Pacific Gas and Electric Co. recently donated $346,100 for projects to protect communities in Tuolumne and Calaveras counties from the threat of wildfire.
The donations were part of $2.3 million that the nation’s largest utility, which pleaded guilty in June to 84 counts of involuntary manslaughter for causing the deadly 2018 Camp Fire that burned down the town of Paradise, gave for similar projects in 28 California counties.
“These projects create fuel breaks to protect communities, clear vegetation from evacuation routes, and help underserved customers create critical defensible space to protect their homes from fire across our service area," said Andy Vesey, chief executive officer and president of PG&E.
Patty Ciesla, executive director of the California Fire Safe Council, said the flexibility of the PG&E funding allows for immediate use in the communities and to leverage matching funds for federal grants.
The Highway 108 FireSafe Council in Tuolumne County received $65,000 for a project to build a shaded fuel break that will protect Cedar Ridge and upslope residents, PG&E service lines, and the county’s main domestic water system managed by Tuolumne Utilities District.
The Calaveras Foothills Fire Safe Council received $100,000 to employ a contractor who will go door-to-door providing no-cost chipping services for county residents, as well as 100 feet of defensible space for qualifying seniors and disabled adults.

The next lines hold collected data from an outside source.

PR #662, opened 2020-06-08
refactor: quiet clippy warnings

pjenvey:
## Description

per rustc 1.44


jrconlin:
Huh, kinda figured there would be more with the new version.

The Calaveras Resource Conservation District received $81,100 to remove woody fuels along important access roads that aren’t managed by the county or state in two privately owned homeowners association subdivisions between Mokelumne Hill and San Andreas.
Calaveras Healthy Impact Product Solutions, or CHIPS, received $100,000 to clear the sides of roads in Glencoe and West Point to improve ingress and egress for emergency evacuation and first responders on private road networks that lead to the Highway 26 corridor.
On July 1, PG&E emerged from Chapter 11 bankruptcy that it filed for early last year following a number of deadly and destructive fires blamed on the utility’s equipment that caused billions of dollars in damages.
The utility reportedly has assets totaling more than $85 billion.